◆ **WORK REQUIRED**:
The reply to the records below should contain exactly the lines from the line with "PR #623, opened 2018-12-28" through the line with "cred-new-mitpe-pdf", and nothing besides.

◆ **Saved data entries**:
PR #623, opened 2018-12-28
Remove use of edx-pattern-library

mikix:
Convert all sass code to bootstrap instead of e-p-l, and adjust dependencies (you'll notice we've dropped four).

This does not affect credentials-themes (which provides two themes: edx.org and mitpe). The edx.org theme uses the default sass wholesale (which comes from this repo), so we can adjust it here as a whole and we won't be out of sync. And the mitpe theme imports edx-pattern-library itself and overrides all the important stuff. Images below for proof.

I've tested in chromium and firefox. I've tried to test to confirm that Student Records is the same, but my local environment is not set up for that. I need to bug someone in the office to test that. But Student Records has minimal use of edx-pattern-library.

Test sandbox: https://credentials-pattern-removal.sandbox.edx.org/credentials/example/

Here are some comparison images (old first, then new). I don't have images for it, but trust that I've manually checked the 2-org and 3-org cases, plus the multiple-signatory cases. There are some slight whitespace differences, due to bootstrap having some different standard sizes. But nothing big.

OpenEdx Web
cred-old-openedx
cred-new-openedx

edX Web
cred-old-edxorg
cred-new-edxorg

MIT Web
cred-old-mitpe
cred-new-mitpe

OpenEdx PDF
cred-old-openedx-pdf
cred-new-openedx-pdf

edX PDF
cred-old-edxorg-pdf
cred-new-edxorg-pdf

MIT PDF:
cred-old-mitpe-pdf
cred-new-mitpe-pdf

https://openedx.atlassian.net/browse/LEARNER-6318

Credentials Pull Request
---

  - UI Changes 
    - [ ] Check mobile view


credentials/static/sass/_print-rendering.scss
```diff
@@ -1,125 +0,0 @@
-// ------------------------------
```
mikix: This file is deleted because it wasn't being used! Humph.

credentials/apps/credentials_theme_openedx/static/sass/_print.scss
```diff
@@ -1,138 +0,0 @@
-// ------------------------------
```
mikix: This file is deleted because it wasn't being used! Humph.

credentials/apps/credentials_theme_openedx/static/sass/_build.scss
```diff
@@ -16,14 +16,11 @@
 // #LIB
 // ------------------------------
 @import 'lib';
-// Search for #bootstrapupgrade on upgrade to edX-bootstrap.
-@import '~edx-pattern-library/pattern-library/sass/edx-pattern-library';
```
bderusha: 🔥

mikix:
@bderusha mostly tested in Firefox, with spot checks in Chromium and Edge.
* * *
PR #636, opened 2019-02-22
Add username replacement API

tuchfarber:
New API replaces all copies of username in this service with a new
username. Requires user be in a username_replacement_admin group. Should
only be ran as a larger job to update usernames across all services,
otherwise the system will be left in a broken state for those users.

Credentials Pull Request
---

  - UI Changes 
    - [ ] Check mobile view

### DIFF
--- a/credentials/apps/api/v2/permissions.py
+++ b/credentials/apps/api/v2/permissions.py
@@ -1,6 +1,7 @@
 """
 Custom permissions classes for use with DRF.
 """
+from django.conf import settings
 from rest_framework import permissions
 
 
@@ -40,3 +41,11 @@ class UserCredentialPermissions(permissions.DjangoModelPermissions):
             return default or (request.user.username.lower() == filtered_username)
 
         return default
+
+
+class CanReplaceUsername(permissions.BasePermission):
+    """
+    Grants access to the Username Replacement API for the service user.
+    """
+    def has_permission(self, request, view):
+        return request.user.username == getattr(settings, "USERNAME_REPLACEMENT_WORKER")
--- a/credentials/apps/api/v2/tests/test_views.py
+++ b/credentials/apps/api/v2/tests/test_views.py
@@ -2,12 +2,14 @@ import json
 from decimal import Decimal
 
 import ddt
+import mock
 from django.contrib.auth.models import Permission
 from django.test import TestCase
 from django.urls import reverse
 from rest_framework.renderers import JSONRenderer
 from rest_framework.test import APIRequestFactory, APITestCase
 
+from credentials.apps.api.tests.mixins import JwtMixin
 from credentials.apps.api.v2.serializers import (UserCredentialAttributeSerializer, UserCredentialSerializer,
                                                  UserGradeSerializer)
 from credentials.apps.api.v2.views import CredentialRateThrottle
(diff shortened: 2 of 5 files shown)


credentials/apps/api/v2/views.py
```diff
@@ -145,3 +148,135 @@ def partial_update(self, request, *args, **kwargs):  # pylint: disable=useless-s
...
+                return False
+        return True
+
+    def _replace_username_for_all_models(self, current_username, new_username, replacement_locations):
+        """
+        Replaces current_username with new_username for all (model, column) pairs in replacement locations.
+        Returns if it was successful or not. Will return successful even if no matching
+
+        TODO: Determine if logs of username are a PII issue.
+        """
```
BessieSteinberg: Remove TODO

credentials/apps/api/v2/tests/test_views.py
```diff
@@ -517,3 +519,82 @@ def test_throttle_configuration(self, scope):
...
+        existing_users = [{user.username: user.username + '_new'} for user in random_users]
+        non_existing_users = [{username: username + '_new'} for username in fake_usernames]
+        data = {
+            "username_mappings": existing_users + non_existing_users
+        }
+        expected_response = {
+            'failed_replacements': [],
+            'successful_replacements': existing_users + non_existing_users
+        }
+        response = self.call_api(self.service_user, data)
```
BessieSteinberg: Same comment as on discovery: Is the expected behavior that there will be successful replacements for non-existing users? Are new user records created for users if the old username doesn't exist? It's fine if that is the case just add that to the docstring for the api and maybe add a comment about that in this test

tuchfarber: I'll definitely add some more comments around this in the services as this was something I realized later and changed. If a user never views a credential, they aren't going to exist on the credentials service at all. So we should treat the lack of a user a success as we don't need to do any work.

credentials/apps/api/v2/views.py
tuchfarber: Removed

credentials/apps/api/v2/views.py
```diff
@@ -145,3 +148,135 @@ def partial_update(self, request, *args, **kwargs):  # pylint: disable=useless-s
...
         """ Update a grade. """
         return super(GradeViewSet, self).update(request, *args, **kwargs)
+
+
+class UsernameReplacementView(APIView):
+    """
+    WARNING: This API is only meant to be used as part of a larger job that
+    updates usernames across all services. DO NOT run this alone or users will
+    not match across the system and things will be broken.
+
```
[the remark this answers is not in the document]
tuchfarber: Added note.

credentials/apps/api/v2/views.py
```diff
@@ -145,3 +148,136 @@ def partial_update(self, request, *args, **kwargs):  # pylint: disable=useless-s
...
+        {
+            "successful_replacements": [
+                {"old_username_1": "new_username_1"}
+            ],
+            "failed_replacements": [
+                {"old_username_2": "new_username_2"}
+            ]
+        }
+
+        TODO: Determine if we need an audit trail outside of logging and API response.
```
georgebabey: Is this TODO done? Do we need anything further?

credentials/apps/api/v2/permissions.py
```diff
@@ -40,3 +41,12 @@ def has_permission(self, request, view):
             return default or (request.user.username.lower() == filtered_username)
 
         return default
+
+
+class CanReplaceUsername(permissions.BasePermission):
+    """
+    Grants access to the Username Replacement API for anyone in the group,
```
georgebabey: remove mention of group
--
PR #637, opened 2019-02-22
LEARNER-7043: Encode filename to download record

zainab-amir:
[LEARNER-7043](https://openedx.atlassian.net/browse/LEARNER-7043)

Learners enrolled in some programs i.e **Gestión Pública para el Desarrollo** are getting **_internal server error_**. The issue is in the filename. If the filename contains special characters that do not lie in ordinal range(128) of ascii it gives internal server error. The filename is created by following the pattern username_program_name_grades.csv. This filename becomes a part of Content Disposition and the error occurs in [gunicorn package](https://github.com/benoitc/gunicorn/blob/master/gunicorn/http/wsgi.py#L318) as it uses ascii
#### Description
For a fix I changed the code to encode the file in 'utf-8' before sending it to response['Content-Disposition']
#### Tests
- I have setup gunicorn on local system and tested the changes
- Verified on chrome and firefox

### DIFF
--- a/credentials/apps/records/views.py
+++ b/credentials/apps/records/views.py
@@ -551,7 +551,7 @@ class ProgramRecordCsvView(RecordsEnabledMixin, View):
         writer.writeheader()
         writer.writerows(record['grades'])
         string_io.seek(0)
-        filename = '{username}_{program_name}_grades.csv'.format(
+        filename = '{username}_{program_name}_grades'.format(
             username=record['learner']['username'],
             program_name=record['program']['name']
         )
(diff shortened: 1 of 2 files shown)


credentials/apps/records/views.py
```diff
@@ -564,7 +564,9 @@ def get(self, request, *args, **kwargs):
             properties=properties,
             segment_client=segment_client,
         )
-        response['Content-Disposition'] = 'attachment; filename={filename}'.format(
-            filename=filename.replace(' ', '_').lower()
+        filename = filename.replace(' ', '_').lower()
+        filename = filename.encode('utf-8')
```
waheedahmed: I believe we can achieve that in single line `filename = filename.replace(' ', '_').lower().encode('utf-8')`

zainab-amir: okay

◆ **ANSWER BOX**:
PR #623, opened 2018-12-28
Remove use of edx-pattern-library

mikix:
Convert all sass code to bootstrap instead of e-p-l, and adjust dependencies (you'll notice we've dropped four).

This does not affect credentials-themes (which provides two themes: edx.org and mitpe). The edx.org theme uses the default sass wholesale (which comes from this repo), so we can adjust it here as a whole and we won't be out of sync. And the mitpe theme imports edx-pattern-library itself and overrides all the important stuff. Images below for proof.

I've tested in chromium and firefox. I've tried to test to confirm that Student Records is the same, but my local environment is not set up for that. I need to bug someone in the office to test that. But Student Records has minimal use of edx-pattern-library.

Test sandbox: https://credentials-pattern-removal.sandbox.edx.org/credentials/example/

Here are some comparison images (old first, then new). I don't have images for it, but trust that I've manually checked the 2-org and 3-org cases, plus the multiple-signatory cases. There are some slight whitespace differences, due to bootstrap having some different standard sizes. But nothing big.

OpenEdx Web
cred-old-openedx
cred-new-openedx

edX Web
cred-old-edxorg
cred-new-edxorg

MIT Web
cred-old-mitpe
cred-new-mitpe

OpenEdx PDF
cred-old-openedx-pdf
cred-new-openedx-pdf

edX PDF
cred-old-edxorg-pdf
cred-new-edxorg-pdf

MIT PDF:
cred-old-mitpe-pdf
cred-new-mitpe-pdf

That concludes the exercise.